Many of these offices lean on the language of whole-body unity and wellness, a tactic incubated and perfected by brands hoping to mine a specific kind of emptiness women have been conditioned to feel. It’s the ideal vocabulary for companies repackaging the most basic form of healthcare as a luxury good: These are doctor’s offices that talk about “restoring” health instead of treating it, practicing in “studios” rather than offices. Forward, founded by former employees of Google and Uber, refers to its patients as members: “Patients,” its CEO has said, “feels a little paternalistic to me.” It’s the corporate double-speak of industrious thirty-somethings and Silicon Valley investors in the process of convincing themselves the problem of American healthcare is atmospheric, a matter of seamless user experience and a few more potted plants.
These are doctor’s offices that talk about “restoring” health instead of treating it, practicing in “studios” rather than offices.
On a practical level, these businesses can be faintly ridiculous. Imagine the hubris required to “reinvent” a system considered the worst in the world among its peers, and to do it with flavored toothpaste and CBD seltzer on tap. If you take it all together, though, it’s more than a punchline about excess. Companies like Goldman Sachs already contract doctors to treat their employees’ hip ailments and “investment-banker necks” from the glass tower of the office. And Apple and Amazon both launched standalone healthcare initiatives for their more highly paid employees in recent years.

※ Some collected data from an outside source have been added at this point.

Issue #401, opened 2018-02-06
[bug] LOGIN is called after SET_PROFILE (Logout/Login) issue


evgeni-tsn:
Just submitted a pull request for the issue below -> #402 

I have a react app with **login / logout** functionality using this library.
I noticed a strange bug which I tracked down and I have a solution for it.

If you are logged in and you logout then relogin again without refreshing the web page, the `firebase.profile` object stays empty.

That is happening only if we go from: 
**logged in -> logged out -> logged in again**.
![image](https://user-images.githubusercontent.com/7677924/35882243-280cd3ee-0b8c-11e8-9e61-d8a032bbc756.png)

After I checked the two actions that are dispatched (**LOGIN** and **SET_PROFILE**) it looks that the SET_PROFILE is called first and sets the profile object right and after that the **LOGIN** is being dispatched and it wipes the profile data. Here are the screenshots.
The objects looks good after SET_PROFILE
![image](https://user-images.githubusercontent.com/7677924/35882378-acda4e76-0b8c-11e8-9739-99c60fac5b8b.png)
And then it is cleared by LOGIN
![image](https://user-images.githubusercontent.com/7677924/35882413-ca532ffe-0b8c-11e8-9802-71a7d7c2e159.png)

Although this is not happening if open the web app in logged out state and just login.
After some debugging I found where the issue is. 
In **actions/auth.js** in **handleAuthStateChange** currently the library is dispatching **LOGIN** after the **watchUserProfile()**.

If we replace the order of that two all goes well and the issue is fixed.

![image](https://user-images.githubusercontent.com/7677924/35883039-a453d464-0b8e-11e8-96d4-6e7d95d3ca23.png)

I can submit a PR for that if you agree that there is an issue.

Windows 10
Versions:
    "react": "16.2.0",
    "react-redux-firebase": "2.0.3",

PR -> #402

prescottprue:
Included in [`v2.0.4` release](https://github.com/prescottprue/react-redux-firebase/releases/tag/v2.0.4). Thanks for reporting and providing the PR!

PR #402, opened 2018-02-06
fix(login): login-logout-login flow always correctly updates firebase.profile - #401 - @evgeni-tsn

evgeni-tsn:
### Description
Here is the full explanation to the issue: #401 

### Check List

- [x] All tests passing

### DIFF
--- a/src/actions/auth.js
+++ b/src/actions/auth.js
@@ -345,13 +345,13 @@ const handleAuthStateChange = (dispatch, firebase, authData) => {
       setupPresence(dispatch, firebase)
     }
 
-    watchUserProfile(dispatch, firebase)
-
     dispatch({
       type: actionTypes.LOGIN,
       auth: authData,
       preserve: config.preserveOnLogin
     })
+
+    watchUserProfile(dispatch, firebase)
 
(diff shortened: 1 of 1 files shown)


src/actions/auth.js
```diff
@@ -345,14 +345,14 @@ const handleAuthStateChange = (dispatch, firebase, authData) => {
       setupPresence(dispatch, firebase)
     }
 
-    watchUserProfile(dispatch, firebase)
-
```
evgeni-tsn: I've just change the order of these two function. The result is that the LOGIN action will be called before SET_PROFILE as it should be.

prescottprue:
Great work! Glad to see both the issue and the PR to fix it.

Going to look into it a bit more to confirm that this shouldn't be placed in v2.1.0 and/or have a setting to switch it back to how it was since some may have depended on how things were.

prescottprue:
Confirmed that there are no cases (at least covered in documentation as expected usage patterns) that are negatively effected by this change.

It seems like it is even overkill to have a config to switch it back since it is not expected behavior.

Thanks again!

AC Wellness for Apple employees in the Bay Area offers a “concierge-like” experience with nutritionists and exercise coaches. Amazon Care, limited at the moment, notably, to people working in the company’s Seattle offices rather than those who are routinely injured and sometimes killed on the job, does house calls for non-acute needs. Google’s venture arm Alphabet invests significantly in One Medical; Google employees, along with the workers for two other companies unnamed in its IPO filing, make up more than a third of One Medical’s customer base.
As with many of the institutions created by tech money, for all of the optimism conferred in the idea of “fixing” the building blocks of healthcare, these are companies building parallel universes alongside the existing system. With their sharp angles and glass walls, these clinics look like they were built on one of those utopic garden planets where the enlightened beings of sci-fi television instantly cure ailments and generate new limbs. But as in fiction, in our adjacent but Earth-bound reality, for every utopia there is an over-extracted universe full of garbage where pretty much everyone else has to live.